■ DATA FOR THIS TASK ■
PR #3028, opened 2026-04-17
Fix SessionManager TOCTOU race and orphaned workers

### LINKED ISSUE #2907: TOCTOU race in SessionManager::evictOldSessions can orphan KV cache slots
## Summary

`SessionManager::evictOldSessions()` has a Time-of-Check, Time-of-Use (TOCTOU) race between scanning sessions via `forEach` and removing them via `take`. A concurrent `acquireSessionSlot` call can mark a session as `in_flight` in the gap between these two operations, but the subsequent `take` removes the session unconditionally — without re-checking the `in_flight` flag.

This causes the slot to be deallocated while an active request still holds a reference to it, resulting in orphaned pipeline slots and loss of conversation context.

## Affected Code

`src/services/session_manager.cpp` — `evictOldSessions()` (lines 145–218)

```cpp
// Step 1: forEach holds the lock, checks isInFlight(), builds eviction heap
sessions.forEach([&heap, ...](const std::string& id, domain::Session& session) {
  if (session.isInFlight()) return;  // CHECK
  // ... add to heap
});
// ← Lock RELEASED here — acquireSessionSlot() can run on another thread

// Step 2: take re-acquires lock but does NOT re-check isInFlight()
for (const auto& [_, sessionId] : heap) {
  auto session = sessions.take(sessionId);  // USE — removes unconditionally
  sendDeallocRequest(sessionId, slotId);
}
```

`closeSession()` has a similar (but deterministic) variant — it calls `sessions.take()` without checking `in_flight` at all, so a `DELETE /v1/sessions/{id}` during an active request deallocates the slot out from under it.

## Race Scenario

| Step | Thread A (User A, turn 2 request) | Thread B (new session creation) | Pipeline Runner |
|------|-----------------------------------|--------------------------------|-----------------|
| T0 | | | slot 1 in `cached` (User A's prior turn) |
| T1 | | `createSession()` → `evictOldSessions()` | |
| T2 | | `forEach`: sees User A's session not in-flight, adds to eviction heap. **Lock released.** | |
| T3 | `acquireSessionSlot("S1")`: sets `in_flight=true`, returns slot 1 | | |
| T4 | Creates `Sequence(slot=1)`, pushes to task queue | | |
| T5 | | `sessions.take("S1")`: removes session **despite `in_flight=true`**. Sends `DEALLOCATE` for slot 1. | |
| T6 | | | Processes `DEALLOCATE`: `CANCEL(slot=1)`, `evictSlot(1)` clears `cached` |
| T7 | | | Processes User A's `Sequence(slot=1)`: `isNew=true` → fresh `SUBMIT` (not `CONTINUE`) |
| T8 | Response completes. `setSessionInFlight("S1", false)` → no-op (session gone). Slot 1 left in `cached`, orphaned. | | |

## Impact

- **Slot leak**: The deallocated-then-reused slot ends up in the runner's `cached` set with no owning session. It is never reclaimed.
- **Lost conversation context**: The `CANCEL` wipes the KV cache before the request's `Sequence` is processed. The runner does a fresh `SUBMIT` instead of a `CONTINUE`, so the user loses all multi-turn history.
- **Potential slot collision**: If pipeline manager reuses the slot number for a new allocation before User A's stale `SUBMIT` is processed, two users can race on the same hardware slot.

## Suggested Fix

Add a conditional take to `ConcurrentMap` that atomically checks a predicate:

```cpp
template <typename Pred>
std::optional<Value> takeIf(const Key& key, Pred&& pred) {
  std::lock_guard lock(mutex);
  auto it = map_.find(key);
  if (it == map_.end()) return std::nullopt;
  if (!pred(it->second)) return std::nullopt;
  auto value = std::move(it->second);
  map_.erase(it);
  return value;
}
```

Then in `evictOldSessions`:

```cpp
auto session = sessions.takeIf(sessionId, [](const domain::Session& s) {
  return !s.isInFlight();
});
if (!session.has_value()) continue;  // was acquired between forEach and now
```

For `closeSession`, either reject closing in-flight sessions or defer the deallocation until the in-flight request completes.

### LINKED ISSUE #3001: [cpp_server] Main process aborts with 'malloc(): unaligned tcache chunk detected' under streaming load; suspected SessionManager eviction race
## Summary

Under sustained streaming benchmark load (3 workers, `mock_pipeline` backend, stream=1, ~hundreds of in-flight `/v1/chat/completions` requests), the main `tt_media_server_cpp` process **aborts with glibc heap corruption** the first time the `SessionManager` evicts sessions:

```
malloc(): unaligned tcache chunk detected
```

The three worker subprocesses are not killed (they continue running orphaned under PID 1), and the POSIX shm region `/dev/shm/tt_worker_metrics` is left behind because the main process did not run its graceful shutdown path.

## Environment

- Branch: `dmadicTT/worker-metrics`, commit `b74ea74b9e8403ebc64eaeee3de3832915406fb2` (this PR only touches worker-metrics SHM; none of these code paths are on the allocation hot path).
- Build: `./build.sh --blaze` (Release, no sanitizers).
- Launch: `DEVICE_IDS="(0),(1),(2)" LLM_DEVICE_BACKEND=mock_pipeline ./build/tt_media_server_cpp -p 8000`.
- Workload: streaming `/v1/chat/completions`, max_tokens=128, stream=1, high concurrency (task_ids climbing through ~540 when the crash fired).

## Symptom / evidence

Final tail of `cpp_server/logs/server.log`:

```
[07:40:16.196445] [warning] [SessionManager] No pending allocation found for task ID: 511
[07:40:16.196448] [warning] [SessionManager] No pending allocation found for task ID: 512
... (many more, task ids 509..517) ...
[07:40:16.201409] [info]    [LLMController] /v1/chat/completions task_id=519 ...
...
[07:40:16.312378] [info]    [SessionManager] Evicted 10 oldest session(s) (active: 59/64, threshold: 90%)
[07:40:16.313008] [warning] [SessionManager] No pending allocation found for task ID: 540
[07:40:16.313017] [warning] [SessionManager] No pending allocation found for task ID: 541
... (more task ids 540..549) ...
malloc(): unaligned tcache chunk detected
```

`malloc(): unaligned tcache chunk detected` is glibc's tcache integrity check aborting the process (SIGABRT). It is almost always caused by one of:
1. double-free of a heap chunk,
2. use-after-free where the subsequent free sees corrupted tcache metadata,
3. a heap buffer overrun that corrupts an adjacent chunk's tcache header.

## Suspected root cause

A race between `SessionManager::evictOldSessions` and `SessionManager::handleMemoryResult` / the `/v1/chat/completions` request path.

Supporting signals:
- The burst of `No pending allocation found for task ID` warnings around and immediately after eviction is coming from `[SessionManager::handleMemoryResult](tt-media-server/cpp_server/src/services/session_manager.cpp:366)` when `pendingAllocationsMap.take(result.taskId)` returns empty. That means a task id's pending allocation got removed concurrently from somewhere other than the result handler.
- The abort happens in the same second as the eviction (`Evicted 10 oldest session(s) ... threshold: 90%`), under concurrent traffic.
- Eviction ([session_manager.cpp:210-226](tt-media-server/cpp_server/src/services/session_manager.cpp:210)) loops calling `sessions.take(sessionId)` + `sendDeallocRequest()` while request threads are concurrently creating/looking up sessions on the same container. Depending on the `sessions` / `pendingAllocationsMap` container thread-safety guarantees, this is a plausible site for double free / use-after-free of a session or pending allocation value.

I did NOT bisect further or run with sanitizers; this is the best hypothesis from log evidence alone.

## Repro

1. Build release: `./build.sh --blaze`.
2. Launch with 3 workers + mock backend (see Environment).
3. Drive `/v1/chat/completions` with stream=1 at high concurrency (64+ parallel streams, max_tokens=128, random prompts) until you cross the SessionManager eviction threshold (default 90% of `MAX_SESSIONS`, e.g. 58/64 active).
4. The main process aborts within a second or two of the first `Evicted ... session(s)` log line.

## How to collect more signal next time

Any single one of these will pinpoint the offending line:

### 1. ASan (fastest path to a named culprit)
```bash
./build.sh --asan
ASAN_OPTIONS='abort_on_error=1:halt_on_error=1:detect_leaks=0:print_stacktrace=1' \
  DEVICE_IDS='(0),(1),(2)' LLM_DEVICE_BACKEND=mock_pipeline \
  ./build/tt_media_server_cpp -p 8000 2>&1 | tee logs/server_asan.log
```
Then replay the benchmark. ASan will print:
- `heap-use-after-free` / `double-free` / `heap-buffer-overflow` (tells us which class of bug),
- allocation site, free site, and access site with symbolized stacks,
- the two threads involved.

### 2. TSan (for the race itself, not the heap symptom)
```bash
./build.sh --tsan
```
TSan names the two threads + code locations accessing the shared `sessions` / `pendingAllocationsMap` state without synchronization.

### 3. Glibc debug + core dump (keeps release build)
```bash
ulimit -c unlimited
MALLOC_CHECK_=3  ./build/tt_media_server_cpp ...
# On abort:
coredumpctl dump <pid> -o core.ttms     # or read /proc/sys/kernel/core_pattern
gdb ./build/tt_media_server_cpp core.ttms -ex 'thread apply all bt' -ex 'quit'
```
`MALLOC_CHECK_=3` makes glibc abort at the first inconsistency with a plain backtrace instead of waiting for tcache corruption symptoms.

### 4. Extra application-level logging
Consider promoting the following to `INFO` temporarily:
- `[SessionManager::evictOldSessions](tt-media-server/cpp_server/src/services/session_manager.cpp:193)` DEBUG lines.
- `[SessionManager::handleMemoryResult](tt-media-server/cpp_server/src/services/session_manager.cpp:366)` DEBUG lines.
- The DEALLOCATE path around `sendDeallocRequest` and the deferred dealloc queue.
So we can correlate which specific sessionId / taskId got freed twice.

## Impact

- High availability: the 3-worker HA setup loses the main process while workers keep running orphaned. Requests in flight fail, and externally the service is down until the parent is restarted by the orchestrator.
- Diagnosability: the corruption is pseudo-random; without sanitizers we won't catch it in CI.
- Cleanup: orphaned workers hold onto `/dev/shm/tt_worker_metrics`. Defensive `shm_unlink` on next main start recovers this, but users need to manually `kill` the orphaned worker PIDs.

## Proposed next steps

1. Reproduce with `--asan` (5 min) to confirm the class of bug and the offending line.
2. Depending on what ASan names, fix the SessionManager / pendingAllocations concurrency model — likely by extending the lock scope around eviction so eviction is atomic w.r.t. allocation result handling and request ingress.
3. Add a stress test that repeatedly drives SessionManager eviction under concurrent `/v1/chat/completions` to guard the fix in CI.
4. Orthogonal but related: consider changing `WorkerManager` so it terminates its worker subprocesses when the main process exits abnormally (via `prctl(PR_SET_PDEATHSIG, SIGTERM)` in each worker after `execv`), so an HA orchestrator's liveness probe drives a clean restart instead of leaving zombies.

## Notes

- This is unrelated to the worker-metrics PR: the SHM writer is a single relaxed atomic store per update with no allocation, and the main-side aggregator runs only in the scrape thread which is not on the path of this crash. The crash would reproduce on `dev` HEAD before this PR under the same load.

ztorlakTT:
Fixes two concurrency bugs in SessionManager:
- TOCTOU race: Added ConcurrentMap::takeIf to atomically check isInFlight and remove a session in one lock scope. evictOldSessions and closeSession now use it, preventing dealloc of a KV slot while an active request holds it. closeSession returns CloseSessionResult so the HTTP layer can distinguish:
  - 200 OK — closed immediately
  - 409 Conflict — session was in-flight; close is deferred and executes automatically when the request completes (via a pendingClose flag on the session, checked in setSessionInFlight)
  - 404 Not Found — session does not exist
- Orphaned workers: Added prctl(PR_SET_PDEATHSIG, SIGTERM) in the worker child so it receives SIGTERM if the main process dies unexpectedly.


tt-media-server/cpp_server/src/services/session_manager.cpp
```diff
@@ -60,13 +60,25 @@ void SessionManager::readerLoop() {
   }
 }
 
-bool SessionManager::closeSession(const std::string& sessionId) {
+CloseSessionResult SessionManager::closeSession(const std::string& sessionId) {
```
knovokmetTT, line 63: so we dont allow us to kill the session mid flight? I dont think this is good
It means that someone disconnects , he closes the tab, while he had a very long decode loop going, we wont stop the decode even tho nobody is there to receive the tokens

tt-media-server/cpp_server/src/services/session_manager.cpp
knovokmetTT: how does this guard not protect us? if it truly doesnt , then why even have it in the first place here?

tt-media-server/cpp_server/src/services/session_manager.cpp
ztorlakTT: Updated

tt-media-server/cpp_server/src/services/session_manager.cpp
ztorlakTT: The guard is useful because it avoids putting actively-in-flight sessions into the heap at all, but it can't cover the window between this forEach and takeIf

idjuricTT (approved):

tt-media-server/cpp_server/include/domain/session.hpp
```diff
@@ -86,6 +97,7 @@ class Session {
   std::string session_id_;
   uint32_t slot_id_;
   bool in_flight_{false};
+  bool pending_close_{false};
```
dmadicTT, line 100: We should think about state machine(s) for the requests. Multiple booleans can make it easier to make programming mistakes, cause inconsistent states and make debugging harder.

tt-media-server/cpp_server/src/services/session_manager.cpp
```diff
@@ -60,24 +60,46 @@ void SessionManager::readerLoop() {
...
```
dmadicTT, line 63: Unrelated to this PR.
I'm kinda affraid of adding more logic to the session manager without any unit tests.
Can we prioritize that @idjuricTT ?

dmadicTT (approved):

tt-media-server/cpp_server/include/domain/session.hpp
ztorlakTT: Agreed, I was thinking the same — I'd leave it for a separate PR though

---

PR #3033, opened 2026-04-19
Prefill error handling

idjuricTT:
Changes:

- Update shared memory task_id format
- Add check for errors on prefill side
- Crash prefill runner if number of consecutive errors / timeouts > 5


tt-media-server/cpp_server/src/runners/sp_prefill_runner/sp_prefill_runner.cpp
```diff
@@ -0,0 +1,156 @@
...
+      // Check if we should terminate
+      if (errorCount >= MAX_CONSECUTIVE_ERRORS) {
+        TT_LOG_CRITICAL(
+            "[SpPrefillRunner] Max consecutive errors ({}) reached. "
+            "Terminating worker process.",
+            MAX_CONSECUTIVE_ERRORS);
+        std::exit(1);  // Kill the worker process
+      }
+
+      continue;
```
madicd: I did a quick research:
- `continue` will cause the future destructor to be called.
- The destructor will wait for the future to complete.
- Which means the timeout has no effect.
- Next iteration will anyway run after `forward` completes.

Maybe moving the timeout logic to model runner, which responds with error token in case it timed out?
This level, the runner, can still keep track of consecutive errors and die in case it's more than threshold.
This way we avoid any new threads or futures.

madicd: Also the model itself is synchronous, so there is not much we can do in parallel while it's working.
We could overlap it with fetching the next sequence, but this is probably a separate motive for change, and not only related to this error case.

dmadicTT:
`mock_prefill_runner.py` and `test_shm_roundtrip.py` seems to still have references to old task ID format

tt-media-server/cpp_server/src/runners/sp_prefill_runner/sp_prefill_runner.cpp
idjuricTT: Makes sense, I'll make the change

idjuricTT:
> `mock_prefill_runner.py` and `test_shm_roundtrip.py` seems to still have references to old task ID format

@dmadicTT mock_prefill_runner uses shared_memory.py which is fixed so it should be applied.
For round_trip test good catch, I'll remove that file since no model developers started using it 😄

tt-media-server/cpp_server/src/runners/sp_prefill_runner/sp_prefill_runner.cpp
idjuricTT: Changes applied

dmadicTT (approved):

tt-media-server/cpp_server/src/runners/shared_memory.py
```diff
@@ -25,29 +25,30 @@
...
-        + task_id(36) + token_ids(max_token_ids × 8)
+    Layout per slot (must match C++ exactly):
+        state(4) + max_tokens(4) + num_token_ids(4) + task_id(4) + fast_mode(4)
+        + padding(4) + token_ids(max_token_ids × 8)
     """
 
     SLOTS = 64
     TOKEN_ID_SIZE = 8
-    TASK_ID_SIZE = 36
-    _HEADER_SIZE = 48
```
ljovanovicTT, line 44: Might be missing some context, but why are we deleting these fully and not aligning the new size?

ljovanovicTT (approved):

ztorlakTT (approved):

■ BRIEF ■
Locate the word "double" in the records and collect each line it appears in.

■ EXPECTED OUTPUT ■
1. double-free of a heap chunk,
- Eviction ([session_manager.cpp:210-226](tt-media-server/cpp_server/src/services/session_manager.cpp:210)) loops calling `sessions.take(sessionId)` + `sendDeallocRequest()` while request threads are concurrently creating/looking up sessions on the same container. Depending on the `sessions` / `pendingAllocationsMap` container thread-safety guarantees, this is a plausible site for double free / use-after-free of a session or pending allocation value.
- `heap-use-after-free` / `double-free` / `heap-buffer-overflow` (tells us which class of bug),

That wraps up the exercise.